**Requirement**
Your response must be made up of each line in the data below that contains the string "moving".

═════ Extracted information

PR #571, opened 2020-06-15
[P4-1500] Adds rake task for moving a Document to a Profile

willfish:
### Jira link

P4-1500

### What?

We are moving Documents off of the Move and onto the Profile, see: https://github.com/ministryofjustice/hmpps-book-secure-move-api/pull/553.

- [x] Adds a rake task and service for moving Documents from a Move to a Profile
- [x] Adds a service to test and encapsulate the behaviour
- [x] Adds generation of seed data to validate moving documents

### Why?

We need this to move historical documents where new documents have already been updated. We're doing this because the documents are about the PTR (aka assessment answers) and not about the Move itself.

══════════

**Expected answer**
[P4-1500] Adds rake task for moving a Document to a Profile
We are moving Documents off of the Move and onto the Profile, see: https://github.com/ministryofjustice/hmpps-book-secure-move-api/pull/553.
- [x] Adds a rake task and service for moving Documents from a Move to a Profile
- [x] Adds generation of seed data to validate moving documents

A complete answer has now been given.